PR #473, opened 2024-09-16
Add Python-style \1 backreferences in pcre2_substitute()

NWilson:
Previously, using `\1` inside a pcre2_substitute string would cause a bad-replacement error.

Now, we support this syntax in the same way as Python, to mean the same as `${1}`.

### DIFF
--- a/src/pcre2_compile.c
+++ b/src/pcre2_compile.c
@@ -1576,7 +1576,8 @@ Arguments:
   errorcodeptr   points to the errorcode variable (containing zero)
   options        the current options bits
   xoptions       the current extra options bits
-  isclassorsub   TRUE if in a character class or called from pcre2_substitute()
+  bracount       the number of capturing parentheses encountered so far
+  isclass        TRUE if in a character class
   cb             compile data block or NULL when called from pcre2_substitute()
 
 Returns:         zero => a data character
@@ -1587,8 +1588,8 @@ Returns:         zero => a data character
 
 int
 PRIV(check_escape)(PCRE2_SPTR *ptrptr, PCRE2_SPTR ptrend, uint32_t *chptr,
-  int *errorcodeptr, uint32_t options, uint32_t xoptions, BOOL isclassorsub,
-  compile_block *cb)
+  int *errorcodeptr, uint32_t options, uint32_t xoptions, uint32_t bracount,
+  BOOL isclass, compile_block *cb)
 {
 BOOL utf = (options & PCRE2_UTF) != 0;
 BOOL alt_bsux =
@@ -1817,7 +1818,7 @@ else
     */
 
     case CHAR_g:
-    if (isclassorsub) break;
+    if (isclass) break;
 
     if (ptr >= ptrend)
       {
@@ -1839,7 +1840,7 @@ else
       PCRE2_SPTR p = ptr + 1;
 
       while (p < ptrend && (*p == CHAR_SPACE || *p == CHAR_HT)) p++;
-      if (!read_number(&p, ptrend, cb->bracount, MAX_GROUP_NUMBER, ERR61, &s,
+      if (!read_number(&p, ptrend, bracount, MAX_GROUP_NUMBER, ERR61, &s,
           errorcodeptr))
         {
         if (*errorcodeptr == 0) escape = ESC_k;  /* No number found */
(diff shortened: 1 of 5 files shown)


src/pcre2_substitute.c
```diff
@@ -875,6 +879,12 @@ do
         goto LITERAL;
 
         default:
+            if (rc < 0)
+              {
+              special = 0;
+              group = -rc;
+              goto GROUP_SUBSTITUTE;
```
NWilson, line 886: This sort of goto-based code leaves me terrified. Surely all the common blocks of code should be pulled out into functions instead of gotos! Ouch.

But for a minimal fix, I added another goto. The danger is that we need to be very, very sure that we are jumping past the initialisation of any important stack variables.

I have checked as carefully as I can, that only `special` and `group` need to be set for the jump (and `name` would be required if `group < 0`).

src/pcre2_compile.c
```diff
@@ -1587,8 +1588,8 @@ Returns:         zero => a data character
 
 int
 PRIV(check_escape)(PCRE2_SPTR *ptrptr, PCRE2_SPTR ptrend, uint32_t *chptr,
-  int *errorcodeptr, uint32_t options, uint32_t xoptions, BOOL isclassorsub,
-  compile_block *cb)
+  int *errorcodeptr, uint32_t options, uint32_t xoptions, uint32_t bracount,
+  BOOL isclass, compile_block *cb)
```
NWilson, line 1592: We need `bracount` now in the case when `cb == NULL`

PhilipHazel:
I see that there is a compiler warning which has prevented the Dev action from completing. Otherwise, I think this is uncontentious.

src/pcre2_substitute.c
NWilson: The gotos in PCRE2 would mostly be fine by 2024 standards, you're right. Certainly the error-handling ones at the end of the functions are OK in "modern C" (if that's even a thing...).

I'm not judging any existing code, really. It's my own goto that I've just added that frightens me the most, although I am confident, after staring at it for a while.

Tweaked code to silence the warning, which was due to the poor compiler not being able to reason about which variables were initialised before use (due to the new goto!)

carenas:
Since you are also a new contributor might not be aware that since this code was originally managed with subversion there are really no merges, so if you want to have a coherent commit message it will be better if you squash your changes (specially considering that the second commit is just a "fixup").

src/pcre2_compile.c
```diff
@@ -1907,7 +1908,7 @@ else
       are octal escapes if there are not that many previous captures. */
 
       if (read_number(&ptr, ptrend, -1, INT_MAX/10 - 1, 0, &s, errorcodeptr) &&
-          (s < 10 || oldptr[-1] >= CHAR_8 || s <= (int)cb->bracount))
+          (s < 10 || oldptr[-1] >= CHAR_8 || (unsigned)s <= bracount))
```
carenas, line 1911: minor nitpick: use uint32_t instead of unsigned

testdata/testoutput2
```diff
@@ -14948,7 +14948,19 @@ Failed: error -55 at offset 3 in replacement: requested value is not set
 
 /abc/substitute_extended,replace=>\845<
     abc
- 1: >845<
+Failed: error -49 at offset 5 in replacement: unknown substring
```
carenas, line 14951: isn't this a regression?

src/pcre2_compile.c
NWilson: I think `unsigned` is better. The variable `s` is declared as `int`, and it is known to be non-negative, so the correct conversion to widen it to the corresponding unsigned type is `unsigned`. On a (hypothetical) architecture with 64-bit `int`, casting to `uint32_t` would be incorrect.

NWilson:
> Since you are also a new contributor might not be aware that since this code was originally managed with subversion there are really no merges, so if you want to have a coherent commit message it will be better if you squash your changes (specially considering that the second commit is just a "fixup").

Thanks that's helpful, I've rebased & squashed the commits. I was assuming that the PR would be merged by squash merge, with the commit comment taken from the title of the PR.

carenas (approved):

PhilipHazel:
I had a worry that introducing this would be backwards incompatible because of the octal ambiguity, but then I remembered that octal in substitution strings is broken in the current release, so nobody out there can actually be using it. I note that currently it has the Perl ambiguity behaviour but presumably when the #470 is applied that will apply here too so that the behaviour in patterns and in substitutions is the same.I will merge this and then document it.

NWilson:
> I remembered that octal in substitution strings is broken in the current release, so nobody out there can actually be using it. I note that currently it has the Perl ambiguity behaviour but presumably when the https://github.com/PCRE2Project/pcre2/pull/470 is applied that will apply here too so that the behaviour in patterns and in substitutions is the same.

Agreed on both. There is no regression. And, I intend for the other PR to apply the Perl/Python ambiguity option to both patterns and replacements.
-=-=-=-=-
— What needs to be done —
Please print the lines from the start of the records up to and including the line with "current options bits", copying each one exactly and leaving out the rest.

— Exercise output —
PR #473, opened 2024-09-16
Add Python-style \1 backreferences in pcre2_substitute()

NWilson:
Previously, using `\1` inside a pcre2_substitute string would cause a bad-replacement error.

Now, we support this syntax in the same way as Python, to mean the same as `${1}`.

### DIFF
--- a/src/pcre2_compile.c
+++ b/src/pcre2_compile.c
@@ -1576,7 +1576,8 @@ Arguments:
   errorcodeptr   points to the errorcode variable (containing zero)
   options        the current options bits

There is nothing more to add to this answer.